Martí Ventolrà Fort (16 December 1906 — 5 June 1977) was a former Spanish footballer. He formed part of the forward set up of FC Barcelona which also included Raich, Escolà, Fernandez and Munlloch. He represented Spain at the 1934 FIFA World Cup.

==Career==
Born in Barcelona, Ventolrà began playing youth football with local sides Fortpienc and Catalunya de Les Cortes. His first senior contract was with RCD Espanyol, and Ventolrà made his competitive debut for the club in 1925. He played for Espanyol through the 1929–30 La Liga season, winning the 1928–29 Copa del Rey during his time with the club.

A spell with Sevilla FC followed, and then Ventolrà joined his hometown's club FC Barcelona. He won the Campionat de Catalunya twice with Barcelona, and scored 31 goals in 58 La Liga matches, including scoring four goals against Real Madrid on 21 April 1935.
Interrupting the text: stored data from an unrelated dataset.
PR #1770, opened 2024-06-25
Add rolling version upgrade support for ignore_unmapped

kotwanikunal:
### Description
- Adds in rolling version upgrade support for `ignore_unmapped`

### Issues Resolved
- N/A
 
### Check List
  - [ ] All tests pass

### DIFF
--- a/src/main/java/org/opensearch/knn/index/query/KNNQueryBuilder.java
+++ b/src/main/java/org/opensearch/knn/index/query/KNNQueryBuilder.java
@@ -331,7 +331,7 @@ public class KNNQueryBuilder extends AbstractQueryBuilder<KNNQueryBuilder> {
      */
     public KNNQueryBuilder(StreamInput in) throws IOException {
         super(in);
-        KNNQueryBuilder.Builder builder = KNNQueryBuilderParser.streamInput(in, IndexUtil::isClusterOnOrAfterMinRequiredVersion);
+        KNNQueryBuilder.Builder builder = KNNQueryBuilderParser.streamInput(in, IndexUtil::isStreamOnOrAfterMinRequiredVersion);
         fieldName = builder.fieldName;
         vector = builder.vector;
         k = builder.k;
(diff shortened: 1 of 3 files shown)


navneet1v:
@kotwanikunal thanks for raising the PR. Will wait for all BWC to gh actions to complete.

navneet1v:
@kotwanikunal can you fix the failed GH actions?

martin-gaievski:
Good finding, we should do same in other repos. Will approve once CI is fixed. Current error is from spotless, you can run `spotlessApply`

kotwanikunal:
Pushed linting fixes in.

src/main/java/org/opensearch/knn/index/query/KNNQueryBuilder.java
```diff
@@ -324,7 +326,7 @@ protected void doWriteTo(StreamOutput out) throws IOException {
         out.writeFloatArray(vector);
         out.writeInt(k);
         out.writeOptionalNamedWriteable(filter);
-        if (isClusterOnOrAfterMinRequiredVersion("ignore_unmapped")) {
+        if (out.getVersion().onOrAfter(getMinVersionForFeature("ignore_unmapped"))) {
```
shatejas, line 329: Does this stream guarantee the min version of the cluster. Just verifying since the previous method has that check

kotwanikunal: Is there a historical reason that we look for the cluster version and not the stream version?
It should behave the same - a feature is on only when both the nodes are upgraded. 

@jmazanec15 / @navneet1v

heemin32: We haven't serialized the stream version when we write KNNQueryBuilder at first. Therefore, we were not able to use stream version. After that, we haven't tried to add stream version because cluster version just worked fine for us.

jmazanec15:
@kotwanikunal is there pending?

kotwanikunal:
> @kotwanikunal is there pending?

I had a rebase pending.
Updated the PR with latest references.

PR #1399, opened 2025-05-20
fix(web): a2-3195 bugfix update change LPA id prefix

edpackard-work:
* update id prefix so error message behaviour is as expected

[Ticket](https://pins-ds.atlassian.net/browse/A2-3195)


BenSurgisonPINS (approved):
LGTM

PR #1422, opened 2025-05-23
feat(appeals): saving lpaq due date to db and updating case history

toyin-pins:
**API**:
- Updated case history timetable update content
-  Creating audit trail for each of the update timetable types separately (only 1 for HAS)

**Web**
- Added a check to see if there has been any change to any of the timetables - if not, skip calling api and just return success banner and redirect user to appeal details page
-  removing unused code
- Copied setTimeInTimeZone method over to web package from api

[Ticket](https://pins-ds.atlassian.net.mcas.ms/browse/A2-3121)


BenSurgisonPINS (approved):
LGTM

PR #1428, opened 2025-05-28
fix(appeals): only bypass duplicate file validation when doc stage is representation (a2-3404)

BenSurgisonPINS:
#### Only by-pass duplicate file validation when the document stage is representation (a2-3404)

Web:
- Moved bypass and duplicate file validation after the other client-side file validation is complete

[Ticket (A2-3404): Can update version to different file type or exceed filesize limits](https://pins-ds.atlassian.net/browse/A2-3404)


james-hill-kc (dismissed):
LGTM!

PR #1460, opened 2025-06-03
fix(appeals): remove unnecessary flakey snapshot due to changing current date

BenSurgisonPINS:
Remove an unnecessary snapshot that keeps changing due to it containing the current date.


jimbali (approved):
Ben to the rescue!

PR #1461, opened 2025-06-03
feat(appeals): updating case history notes formatting for timetable updates

toyin-pins:
## Describe your changes
# API
- Updating the case history auditTrail for timetable updates - every new timetable update gets added to a new line starting with Timetable update

# Web
- Updating the request from the web side so that only the updated timetables get sent to the API side and any that are unchanged get removed from the sessionTimetable
- Small copy update to the success banner message
- Updating some tests 

[Ticket]()


andy-mair121 (approved):
LGTM

PR #1483, opened 2025-06-06
fix(web): removing appeal timetable from session before redirect

toyin-pins:
## Describe your changes
- fixing small bug where session was not cleared when no changes were made to timetables

[Ticket](https://pins-ds.atlassian.net/browse/A2-3097)


BenSurgisonPINS (approved):
lgtm

PR #1496, opened 2025-06-10
Fix/a2 3032 display application type on appellant case

edpackard-work:
* returns the type of application as part of appellant case from API
* displays the type of application on appellant case view, instead of (as previously) appeal type
  

[Ticket](https://pins-ds.atlassian.net.mcas.ms/browse/A2-3032)


fabfab-kc (approved):
LGTM!

PR #1500, opened 2025-06-10
fix/a2-3236-removed-final-comment-rows-from-documenation-table

pinsMT:
- added conditions to mappers which remove appellant or lpa final comment rows for hearing cases
- added tests

https://pins-ds.atlassian.net/browse/A2-3236


jimbali (approved):
lgtm!

PR #1554, opened 2025-06-20
fix(appeals): changed text from no answered to no

peter-uzor-pins:
## Describe your changes

changed text from no answered to no

[A2-3485](https://pins-ds.atlassian.net/browse/A2-3485)

[A2-3485]: https://pins-ds.atlassian.net/browse/A2-3485?atlOrigin=eyJpIjoiNWRkNTljNzYxNjVmNDY3MDlhMDU5Y2ZhYzA5YTRkZjUiLCJwIjoiZ2l0aHViLWNvbS1KU1cifQ

### DIFF
--- a/appeals/web/src/server/lib/mappers/data/appellant-case/submappers/other-tenants-of-agricultural-holding.js
+++ b/appeals/web/src/server/lib/mappers/data/appellant-case/submappers/other-tenants-of-agricultural-holding.js
@@ -10,7 +10,7 @@ export const mapOtherTenantsOfAgriculturalHolding = ({
 		id: 'other-tenants-of-agricultural-holding',
 		text: 'Are there any other tenants?',
 		value: appellantCaseData.agriculturalHolding?.hasOtherTenants,
-		defaultText: 'No answered',
+		defaultText: 'No',
 		link: `${currentRoute}/agricultural-holding/other-tenants/change`,
 		editable: userHasUpdateCase
 	});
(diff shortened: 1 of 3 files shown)


appeals/web/src/server/lib/mappers/data/appellant-case/submappers/other-tenants-of-agricultural-holding.js
```diff
@@ -10,7 +10,7 @@ export const mapOtherTenantsOfAgriculturalHolding = ({
 		id: 'other-tenants-of-agricultural-holding',
 		text: 'Are there any other tenants?',
 		value: appellantCaseData.agriculturalHolding?.hasOtherTenants,
-		defaultText: 'No answered',
+		defaultText: 'No',
```
jimbali, line 13: Should this definitely by "No" and not "Not answered"? I think this question is only asked if you said yes that it was an agricultural holding.

peter-uzor-pins: According to the ticket - [A2-3485](https://pins-ds.atlassian.net/browse/A2-3485) 

It should be No and not "No answered". I guess they want the default value changed to No instead, hence my change. Yes i think its only asked if its an agricultural holding.

Also i am not sure if the data was previously missing due to the appealcase mapping issue you resolved. But by default according to the ticket, they want it to be Yes or No.

jimbali (approved):

PR #1558, opened 2025-06-20
feat(web): adding appeal form for CAS planning

zoebutterworth:
and also updating the listed building case where relevant now that we have updated the data model

[Ticket](https://pins-ds.atlassian.net/browse/A2-3263)


appeals/web/src/server/appeals/appeal-details/appellant-case/__tests__/appellant-case.test.js
```diff
@@ -219,6 +220,37 @@ describe('appellant-case', () => {
...
+
+			const unprettifiedElement = parseHtml(response.text, { skipPrettyPrint: true });
+
+			expect(unprettifiedElement.innerHTML).toContain('Appellant case</h1>');
+			expect(unprettifiedElement.innerHTML).toContain('1. Appellant details</h2>');
+			expect(unprettifiedElement.innerHTML).toContain('2. Site details</h2>');
+			expect(unprettifiedElement.innerHTML).toContain('3. Application details</h2>');
+			expect(unprettifiedElement.innerHTML).toContain('4. Appeal details</h2>');
+			expect(unprettifiedElement.innerHTML).toContain('5. Upload documents</h2>');
+			expect(unprettifiedElement.innerHTML).not.toContain('Additional documents</h2>');
```
toyin-pins, line 251: Any CAS specific rows for appellant case we can check for here? Happy for you to self-resolve

appeals/web/src/server/lib/mappers/data/appellant-case/cas.js
```diff
@@ -0,0 +1,47 @@
...
+import { mapApplicationType } from './submappers/application-type.js';
+import { mapInspectorAccess } from './submappers/inspector-access.js';
+import { mapHealthAndSafetyIssues } from './submappers/health-and-safety-issues.js';
+import { mapApplicationForm } from './submappers/application-form.js';
+import { mapDecisionLetter } from './submappers/decision-letter.js';
+import { mapAppealStatement } from './submappers/appeal-statement.js';
+import { mapCostsDocument } from './submappers/costs-document.js';
+
+export const submaps = {
+	appellant: mapAppellant,
```
toyin-pins, line 25: I think these are all the same as the HAS submaps. You should replace all of this with just:
export const submaps = {
         ...hasSubmaps,
	additionalDocuments: mapAdditionalDocuments,
};

toyin-pins (changes requested):

appeals/web/src/server/appeals/appeal-details/appellant-case/__tests__/appellant-case.test.js
zoebutterworth: The new rows will be added as a separate ticket. The only change in comparison to HAS in this work is that we no longer have the 'Additional documents' section, which is why I check that the page does not contain that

In 1937, Ventolrà emigrated to Mexico during the Spanish Civil War. He is the father of the Mexican footballer José Vantolrá.

==Personal==
While he was playing football in Mexico, Ventolrà married Josefina Rangel Cárdenas, the niece of Mexico's President Lázaro Cárdenas. They had four children, Martín, Pepe, Guadelupe and Jorge. Martín and Pepe were professional footballers who played for Deportivo Toluca F.C., and Pepe played for Mexico at the 1970 FIFA World Cup finals.

Ventolrà's brother Josep was also a footballer who played for FC Barcelona.